- [Material shown]:
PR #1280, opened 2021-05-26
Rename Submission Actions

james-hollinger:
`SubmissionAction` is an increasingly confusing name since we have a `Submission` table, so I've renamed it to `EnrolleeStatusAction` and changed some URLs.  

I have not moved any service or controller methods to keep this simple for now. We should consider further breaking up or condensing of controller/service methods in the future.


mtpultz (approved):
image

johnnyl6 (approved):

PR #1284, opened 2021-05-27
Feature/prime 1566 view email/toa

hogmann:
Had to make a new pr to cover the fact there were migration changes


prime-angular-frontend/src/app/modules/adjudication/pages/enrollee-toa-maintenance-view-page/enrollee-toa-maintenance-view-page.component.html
* * *
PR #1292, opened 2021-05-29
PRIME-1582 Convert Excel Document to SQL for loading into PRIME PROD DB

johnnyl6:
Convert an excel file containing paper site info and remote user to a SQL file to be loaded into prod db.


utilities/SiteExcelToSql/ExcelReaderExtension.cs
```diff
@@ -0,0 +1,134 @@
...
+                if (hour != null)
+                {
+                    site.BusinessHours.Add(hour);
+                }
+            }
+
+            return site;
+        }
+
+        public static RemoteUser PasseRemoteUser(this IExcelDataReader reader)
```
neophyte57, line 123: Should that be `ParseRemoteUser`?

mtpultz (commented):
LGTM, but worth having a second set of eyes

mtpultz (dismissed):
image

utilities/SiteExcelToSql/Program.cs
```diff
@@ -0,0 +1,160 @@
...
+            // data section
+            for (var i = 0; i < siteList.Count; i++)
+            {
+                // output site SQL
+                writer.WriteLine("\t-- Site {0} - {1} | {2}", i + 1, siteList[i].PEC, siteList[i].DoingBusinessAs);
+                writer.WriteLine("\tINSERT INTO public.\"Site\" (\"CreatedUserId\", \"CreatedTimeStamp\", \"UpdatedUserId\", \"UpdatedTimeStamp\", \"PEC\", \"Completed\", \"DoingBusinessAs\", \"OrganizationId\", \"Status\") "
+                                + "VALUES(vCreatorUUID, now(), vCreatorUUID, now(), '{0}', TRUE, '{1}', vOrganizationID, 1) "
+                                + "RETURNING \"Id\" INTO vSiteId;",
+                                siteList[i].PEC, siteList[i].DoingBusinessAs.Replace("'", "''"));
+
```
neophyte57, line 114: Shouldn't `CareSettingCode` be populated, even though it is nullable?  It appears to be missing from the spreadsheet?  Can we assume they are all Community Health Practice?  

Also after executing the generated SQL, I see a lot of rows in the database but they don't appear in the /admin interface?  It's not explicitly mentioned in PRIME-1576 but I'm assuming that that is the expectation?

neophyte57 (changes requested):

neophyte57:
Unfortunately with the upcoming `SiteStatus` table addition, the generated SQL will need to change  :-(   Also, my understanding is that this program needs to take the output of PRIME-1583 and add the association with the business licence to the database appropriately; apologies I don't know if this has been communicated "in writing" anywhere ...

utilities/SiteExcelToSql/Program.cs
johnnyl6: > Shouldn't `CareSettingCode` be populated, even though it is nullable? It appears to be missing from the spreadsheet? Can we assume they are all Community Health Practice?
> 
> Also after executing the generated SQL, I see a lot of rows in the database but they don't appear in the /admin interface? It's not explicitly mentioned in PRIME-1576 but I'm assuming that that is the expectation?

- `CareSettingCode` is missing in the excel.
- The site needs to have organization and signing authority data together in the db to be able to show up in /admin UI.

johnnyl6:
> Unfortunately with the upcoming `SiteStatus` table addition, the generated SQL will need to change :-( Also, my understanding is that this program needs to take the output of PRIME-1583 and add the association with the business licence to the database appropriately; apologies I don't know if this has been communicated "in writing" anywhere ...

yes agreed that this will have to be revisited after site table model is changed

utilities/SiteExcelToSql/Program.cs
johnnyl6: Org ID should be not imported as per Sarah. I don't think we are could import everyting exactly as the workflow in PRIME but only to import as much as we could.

- [Task objective]: Check the listing above for "writing". Show every line where it turns up.

- [Response to the task]:
Unfortunately with the upcoming `SiteStatus` table addition, the generated SQL will need to change  :-(   Also, my understanding is that this program needs to take the output of PRIME-1583 and add the association with the business licence to the database appropriately; apologies I don't know if this has been communicated "in writing" anywhere ...
> Unfortunately with the upcoming `SiteStatus` table addition, the generated SQL will need to change :-( Also, my understanding is that this program needs to take the output of PRIME-1583 and add the association with the business licence to the database appropriately; apologies I don't know if this has been communicated "in writing" anywhere ...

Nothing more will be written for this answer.